In June 1991, thirty grilse that were being maintained in isolation at the Craig Brook National Fish Hatchery (ME) were transported to the National Fish Health Research Laboratory (Leetown, WV). These fish were maintained throughout the spawning cycle in conditions similar to the broodstock stations. Nineteen fish were given the bacterin injection, and nine fish were injected with saline. Two fish died from stress during transportation. Biweekly serum samples were taken from each fish in order to determine the kinetics of the agglutinin response to the bacterin. As previously mentioned, agglutination titers were determined to four antigens, 3.10, 3.64, 11.40 and 11.29. Within six weeks, the fish injected with bacterin only (Leetown) had agglutinin titers to 3.10 that reached 15.2 + 1.6, and continued to be > 12 for the duration of the study. Control fish injected with only PBS remained much lower throughout the study.

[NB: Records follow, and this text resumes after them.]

PR #1019, opened 2020-02-25
MEM_BASE32: change order of casts.

bartoldeman:
This avoids undefined behaviour sanitizer (UBsan) generated messages such as
runtime error: pointer index expression with base 0x00000000 overflowed to 0x80000000
for 32-bit builds.

### DIFF
--- a/src/include/memory.h
+++ b/src/include/memory.h
@@ -191,7 +191,7 @@ extern unsigned char *mem_base;
 #define LINP(a) ((unsigned char *)(uintptr_t)(a))
 static inline unsigned char *MEM_BASE32(dosaddr_t a)
 {
-    uint32_t off = (uint32_t)(uintptr_t)(mem_base + a);
+    uint32_t off = (uint32_t)((uintptr_t)mem_base + a);
     return LINP(off);
 }
 static inline dosaddr_t DOSADDR_REL(const unsigned char *a)


stsp:
Ok, that should be fine if it helps
(can't apply right now becasuse of
connection problems), but what
was an UB? I add offset to pointer,
then cast to integer, then cast again
to truncate. Why ub?

bartoldeman:
If I read things correctly it's all UB. Conversion from pointer to integer and back again is implementation defined and explained here for GCC: https://gcc.gnu.org/onlinedocs/gcc-9.2.0/gcc/Arrays-and-pointers-implementation.html#Arrays-and-pointers-implementation
However you're not supposed to add something to a pointer to make it point outside the array that the pointer pointed to (except for one element past it).

So one can only really do pointer arithmetic with mem_base while staying inside a well-defined (contiguous) mem_base[] array. But...

If I take a pointer, convert to integer, subtract some integer value (which happens to be (uintptr_t)mem_base), then add the same integer back again, then convert back to a pointer, this is valid because we convert back and forth from the same integer.

So DOSADDR_REL is indeed also not valid (since `a` and `mem_base` may not be in the same array as "When two pointers are subtracted, both shall point to elements of the same array object,or  one  past  the  last  element  of  the  array  object;  the  result  is  the  difference  of  the subscripts  of  the  two array  elements" according to C11) but `return (uintptr_t)a - (uintptr_t)mem_base;` is ok. It's just that UBsan doesn't complain about it (yet?).

stsp:
OK, thanks for info.
What is strange here is that it
seems to have just one heuristic
for that check, namely, that pointer
goes above 4Gb as a result of an
increment. I guess it assumes that
no object can span the 4Gb boundary,
which looks just strange...

bartoldeman:
it seems what it checks for is something like this:
`if ((i>0 && p+i<p) || (i<0 && p+i>p)) printf("overflow\n");`
always assuming that the index is signed (even if it's unsigned in the code). There is some explanation here:
https://wdtz.org/catching-pointer-overflow-bugs.html
which begs the question if GCC supports arrays > 2GB on 32-bit. And no it does not, see e.g. the thread here:
https://stackoverflow.com/questions/9386979/what-is-the-maximum-size-of-an-array-in-c

stsp:
Ah, which is why I've never seen such
error on 64bit.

In addition to determining the kinetics of the humoral response, the response of these fish were compared to broodstock agglutinin responses taken from post-spawning adults, at Richard Cronin National Salmon Station (males only) and Nashua National Fish Hatchery (males and females). Fish at these two broodstock stations received the antibiotic/bacterin combination.

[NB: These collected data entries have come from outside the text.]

Issue #622, opened 2018-06-20
fake address space separation for DPMI


stsp:
As discussed here:
https://github.com/stsp/dosemu2/issues/612#issuecomment-393529530
Should probably wait for #620, after which
it would be really very simple to implement.

stsp:
So this is only needed to allow
multiple clients to do fixed linear
allocs. Not sure if worth a trouble.
As for mapping, this means 32
separate mapping windows (1 per
possible DPMI client). Will likely
also complicate the remote DPMI
hook.

stsp:
Actually @Baron-von-Riedesel can
you fix this yourself? I think you
can avoid using fixed allocs, and
do normal allocs instead. Then
you can just set the bases on all
LDT descriptors accordingly, and
get the desired 4Mb offset.

In fact, I think the best strategy
is to preallocate the large pool
of uncommitted pages, set the
segments, and do the memory
management on your own by
changing page attributes and
using a custom allocator. This
will make you HX compatible
with any 0.9 DPMI.

Address space separation on
dosemu2 side is likely not a
deal, and not the right thing
to do.

What do you think?

Baron-von-Riedesel:
> Actually @Baron-von-Riedesel can you fix this yourself? 

Probably yes. I guess it's not possible to map DosEmu's emulated VGA device memory at the "faked" 0xA0000-0xBffff range - but that's a minor problem, as far as text mode apps are concerned.

stsp:
> I guess it's not possible to map DosEmu's emulated VGA device memory at the "faked"

Well, unless you can use the
dedicated segreg for that
(like %gs), you likely can use
fns 508 (map device) and 509
(map conv mem).
Unfortunately neither is
implemented correctly under
dosemu2, and in fact they are
optional. But if you want to
use either one, I can implement
it once you provide the test-case.

stsp:
> Unfortunately neither is
> implemented correctly under
> dosemu2

I guess I was completely
misunderstanding fn 509,
which is documented to
only map the previously
allocated (by current client)
DOS memory blocks...
In this case it is actually
implemented properly
under dosemu2, but is
not suitable for the
aforementioned task.

How about implementing
fn 508 and map entire 1st
MB of physical ram to every
client? This would be exactly
what I though fn 509 is, and
since it appears not, I feel
like we really need 508 to
be implemented.
It will not be the exact copy
of 1st MB, as it will bypass
EMS and will ignore a20 wrap,
but the physical layout will
[...]

Issue #620, opened 2018-06-19
separate mem window for vm86


stsp:
Currently the memory layout depends on
the presence of vm86 in a very non-trivial ways,
see `init.c:mem_reserve()` for the reference
(I don't think someone can quickly grok that code).
Some DPMI progs are sensitive to the memory
layout, plus for x86_32 we had to disable pie to
get the higher load address.
Plus the vm86-specific mmap bugs are keeps
being reported, see #448.

The solution may be to use the separate memory
window for vm86. Then it will not affect the DPMI
layout anyhow, and we won't need to keep the
.text section high enough for the space reserve.
The code from "kvm_base" branch can be adapted
for that task, which will also be a very good step
towards the "fake" address space separation, see
https://github.com/stsp/dosemu2/issues/612#issuecomment-393529530
and to kvm_base, see
https://github.com/stsp/dosemu2/pull/198#issuecomment-230181509

Would be very nice if someone with a handy vm86
setup can take a shot at this. :)

PR #1020, opened 2020-02-25
vm86: allow pie-compiled 32-bit dosemu2 to run

bartoldeman:
I had accidentally compiled dosemu2 for i386 without -no-pie (which means
pie on Debian), and got the mmap_min_addr error, which was confusing.

It can actually run if instead of this memory layout:

0   0x110000          ...           ... 1G
low dpmi_lin_rsv_base ... dpmi_base ...

you use this (as a fallback only!)

0   ...                             ... 1G
low ... dpmi_lin_rsv_base dpmi_base ...

the order hasn't changed, only the position of the hole. This helps pie
or the unlikely case when kernels/libcs allocate other things just above
0x110000 (as was done in the past with execshield).

(I'll explain the accident in another PR)

### DIFF
--- a/src/arch/linux/async/sigsegv.c
+++ b/src/arch/linux/async/sigsegv.c
@@ -90,7 +90,7 @@ static void dosemu_fault1(int signal, sigcontext_t *scp)
       /* we can get to instremu from here, so unblock SIGALRM & friends.
        * It is needed to interrupt instremu when it runs for too long. */
       signal_unblock_async_sigs();
-      if (vga_emu_fault(scp, 0) == True)
+      if (vga_emu_fault(_cr2, _err, NULL) == True)
         return;
     }
     vm86_fault(_trapno, _err, _cr2);
@@ -112,7 +112,7 @@ static void dosemu_fault1(int signal, sigcontext_t *scp)
 #endif
 #endif
       signal_unblock_async_sigs();
-      rc = vga_emu_fault(scp, 1);
+      rc = vga_emu_fault(DOSADDR_REL(LINP(_cr2)), _err, scp);
       /* going for dpmi_fault() or deinit_handler(),
        * careful with async signals and sas_wa */
       signal_restore_async_sigs();
--- a/src/arch/linux/mapping/mapping.c
+++ b/src/arch/linux/mapping/mapping.c
@@ -43,12 +43,15 @@
 #ifndef __x86_64__
 #undef MAP_32BIT
 #define MAP_32BIT 0
+enum { MEM_BASE, VM86_BASE, MAX_BASES };
+#else
+enum { MEM_BASE, MAX_BASES };
 #endif
 
 struct mem_map_struct {
   off_t src;
-  void *base;
   void *bkp_base;
+  void *base[MAX_BASES];
   dosaddr_t dst;
   int len;
   int mapped;
@@ -60,6 +63,7 @@ static struct mem_map_struct kmem_map[MAX_KMEM_MAPPINGS];
 
 static int init_done = 0;
 unsigned char *mem_base;
+static unsigned char *mem_bases[MAX_BASES];
 uint8_t *lowmem_base;
 
 static struct mappingdrivers *mappingdrv[] = {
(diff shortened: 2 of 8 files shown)


stsp:
The reserve can't just be moved:
its there to serve HX that needs to
load win32 binaries somewhere to
4Mb. But its rarely used.
So my proposal is to, either:
- error and switch to kvm (or simx86)
- or maybe error and do what you
did now, but w/o any reserve at all.
Note that linear allocs will still work,
just not to the 4Mb addr. Perhaps the
check should be added to in_rsv_pool()
for no pool.

stsp:
I added the checks to allow to work
w/o reserving any pool.

bartoldeman:
ok, I'll work on option 2 then.

bartoldeman:
There is another option which is to use exactly the same mappings as for non-vm86, but then add an extra alias mapping at 0 for vm86, so DPMI would use the based-memory but vm86 0-based memory. I'm experimenting with that a bit.

It has pros and cons: a pro is that most of the current vm86-specific code for DPMI in init.c can be deleted and that it can use the reserved linear memory, a con is that the mapping code then needs to apply low memory memory mapping changes (page protection, kmem mappings) to 2 places, i.e. 0-based seg*16+off and &mem_base[seg*16+off])

stsp:
Yes, I do fully support that idea! See #620 
That will also make kvm_base possible.
Would be good if you take a look into the
appropriate branch where I started doing
that.

stsp:
In fact I did quite a lot of mapping
refactoring to move it from raw pointers
to dosaddr_t - exactly for that purpose.

Being able to have multiple mappings of
lowmem, we can also run DPMI clients in
a separate memory windows, each having
its own lowmem mapping attached. This
was discussed in https://github.com/stsp/dosemu2/issues/612#issuecomment-393529530
and #622

bartoldeman:
Cool, I have something working already but to do it cleanly I'm submitting some _cr2-related cleanups first since that's the only thing that is still a relevant raw pointer, and then for vm86 only vga_emu_fault is really relevant. See #1024 to start with.

stsp:
This PR seems to contain the same patch
I already applied from #1024?

bartoldeman:
No it's not the same patch. I just force pushed the approach with a seperate 0-based alias.
Maybe seeing the code will also help you understand my point about cr2: i.e. in sigsegv.c the vm86 case 1 doesn't subtract anything from cr2 but DPMI and cpu-emu do so.
For KVM it also no longer changes cr2 anymore for vm86, though for DPMI it adds mem_base to it for dpmi_fault because it expects it that way (`_cr2 = (uintptr_t)MEM_BASE32(monitor->cr2);`)

stsp:
No, there is a still misunderstanding. :)
Yes, you do not subtract with vm86 in your
new patch, and do subtract for simx86.
This is perfectly clear.
BUT.
As soon as you maintain both mappings,
mem_base and vm86 (at 0), I don't see
why you want that logic to still exist.
My idea is very simple: if you have both
mem_base and vm86 mappings together,
then no matter what mapping have faulted,
you may want to work with mem_base.
In that case you _always_ need to subtract.
vm86() faulted? No problem: subtract, get
the pointer relative to mem_base, use it
with mem_base for vgaemu.

So to me, adding the second alias allows
exactly to _stop_ special-casing vm86()
fault. Why it is not so?

stsp:
> No it's not the same patch.

Then I suppose this branch needs a rebase
or something like that. I still see here the patch
called "Cleanup dosemu_fault1: consolidate CPUEMU, isolate vm86().",
which shouldn't be here.

bartoldeman:
I only see 'Cleanup dosemu_fault1: consolidate CPUEMU, isolate vm86()' as a comment here, referencing this PR, but not in the actual commits or merge. How should I see it?

As for cr2, with vm86, if there is page fault at, say 0xa0000, then the Linux kernel will pass 0xa0000 in cr2 in the sigcontext, so subtracting mem_base gets you a bogus value. Instead we'll just pass 0xa0000 directly to VGAEMU.

stsp:
Ah, indeed, that was just the last entry
in that ticket a few hours ago, so I thought
its a commit here. :) Github should really
make some visual difference between
commits in that ticket and referencing
commits.

As for cr2 - yes, thanks for explaining.
My assumption was that there can be
page faults on some mem_base-relative
addresses, like DPMI-protected page.
In that case you'd need to always subtract,
but, reading your prev patch more closely,
I can now see this can't happen with
vm86() (unless you could use unreal
mode to access DPMI addresses, which
is not possible with vm86).

The last question: why to add vm86
mapping to mapping.c via the special
case? If we ever want to add also
kvm_base, why not to implement the
array of mappings, so that adding
anything in the future won't result is
a refactoring?

stsp:
As well as per-dpmi mappings, which can be many.
Or is vm86 mapping special also here?

bartoldeman:
It's special because of the requirement to be under 1M+64k.
If we use an array it needs to have some kind of limit field then it would go like
```
for (i=0; i < MAX_BASES; i++)
  if (targ < limit[i])
    mmap(&mem_base[i][targ], ...);
```
where `limit[i]=0x110000` (or via struct with base, limit fields) for vm86-specific mappings and `0xffffffff` for general mappings.
Would you prefer that?

stsp:
But IIRC I already split the mapping code
to mmap_mappint_ux(), alias_mapping_high()
etc. Maybe mmap_mapping() is not yet split?
But probably checking for MAPPING_DPMI
is enough? I.e. I really don't expect the only
way to distinguish the mapping is to use the
limit check.

stsp:
Likely MAPPING_LOWMEM flag is a good
indication of 1st mb.

stsp:
Of do you mean a check in case of kmem?
IIRC kmems cannot be (easily) aliased,
unless you mmap them more than once.

stsp:
I wonder if kmems should be tracked
separately by every mapping. I.e. both
mem_base and vm86 mappings can
have a set of low kmems, individually
mapped for them (as you can't otherwise
alias them later), and a set of high kmems
for dpmi region.

bartoldeman:
So you mean a loop for low mappings but a single map for high mappings?

bartoldeman:
An example for say `mprotect_mapping` would help as it deals with both kinds.

stsp:
Yes.
Even if we have multiple DPMI mappings,
they are not going to be aliases, just multiple
"scratch" mappings. So speaking about
aliases, I think they should only be considered
for lowmem.
As for mprotect - yes, a couple of calls seem
to miss MAPPING_LOWMEM flag, but that
should be simple.
I think kmem is a bit tricky.

bartoldeman:
I repushed with the loop looking more like your kvm_base branch.
I still needed a function to determine if VM86_BASE is used or not (only if the address is low and vm86 is used).

stsp:
Thanks!
I applied it into a separate branch and got
rid of the check you mentioned. And indeed,
kmems are most difficult part here.
Could you please review?

stsp:
Done and re-pushed.

stsp:
@jschwartzenberg are you available for some ssh? :)

bartoldeman:
I put some comments in the commit using github's interface.

stsp:
All done and re-pushed.

bartoldeman:
ok looks good to me now, and boots fine on i386 using vm86.

stsp:
OK, that's cool!
So either kvm_base or dpmi_base is now a due. :)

Control fish were sampled at Richard Cronin National Salmon Station (6 fish) and Nashua National Fish Hatchery (10 fish) in June, 1991. All control fish at both brood stock facilities received no injection and had agglutinin titers of < 1. In November, post-spawning fish were sampled at both broodstock facilities. The surviving males (48) at Cronin had a mean agglutinin titer to 3.10 of 14.0 + 5.6, similar to the fish given the bacterin injection alone at Leetown. The Nashua fish had lower titers to 3.10 antigen (9.9 + 6.3) but were experiencing a fungal epizootic and in some cases the fish were also exposed to Aeromonas salmonicida.

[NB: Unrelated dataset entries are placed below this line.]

PR #1022, opened 2020-02-27
Only assert MAP_FIXED_NOREPLACE for kernel>=4.17

bartoldeman:
This uses a runtime version check so that the code is backwards compatible
if ran on older kernels for which MAP_FIXED_NOREPLACE is a no-op.


stsp:
Oh, who runs the software on a kernels
older than the one with which it was built? :)
Thanks!

PR #1023, opened 2020-02-27
Use $CC -dumpmachine to determine default target machine.

bartoldeman:
This was useful for me as I have a mostly 32-bit userspace but often
run with a 64-bit kernel, and the default target for gcc is then -m32.

The compilation should then choose between -no-pie and -pie depending on
GCC's (or Clang's) default target instead of the kernel's arch `uname -m`
that is running during compilation.


stsp:
OK, sounds reasonable, thanks.
Btw:
```
$ cc -m32 -dumpmachine
x86_64-redhat-linux
$ clang -m32 -dumpmachine
i386-unknown-linux-gnu
```

So on gcc that option is semi-broken, as it seems.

The titers in all three groups of fish (Leetown, Cronin, and Nashua) were lower to 3.64 antigen, but were significantly higher than that of control fish. Titers to 11.40 and 11.29 were low (< 3) for all groups of fish.

As evidenced by the similar titers to 3.10 among Cronin and Leetown fish, the oxolinic acid appears to have no dramatic effect on the salmon's ability to produce a humoral response to the vaccine. This study measured the agglutinin response, the increase in specific antibody stimulated by antigens in a bacterin. These results do not, by themselves, provide evidence for the protective nature of the humoral response evoked in these fish. In fish, increased agglutinin responses have rarely been correlated with protection to disease. In fact, preliminary studies at this laboratory, using passive immunization protocols have indicated that the agglutinin response is not protective.

The success of the antibiotic/bacterin injection therapy; therefore, is most likely to be attributed at some level to both components. Even high levels of agglutinins, may not be protective, but may evoke non-specific immune reactions that contribute to the success of the treatment.

Acknowledgments

This work was coordinated through the US Fish & Wildlife, Fish Health Unit (Lamar, PA) with the cooperation of the staff at Richard Cronin National Salmon Station (MA), Nashua National Fish Hatchery (NH), and the Craig Brook National Fish Hatchery (ME), which is greatly appreciated.

References

1.  Barbash, P. 1991. Control of Aeromonas salmonicida in Connecticut and Merrimack Rivers Atlantic Salmon Broodstock Hatcheries. Proceedings of the Atlantic Salmon Workshop, Rockport, ME pp.173-177.

2.  Ford, L.A. and R.C. Cipriano. 1991. Evaluation of the Immune Status of male Atlantic salmon Broodstock at the Richard Cronin National Salmon Station. Proceedings of the Atlantic Salmon Workshop, Rockport, ME. pp. 160-172.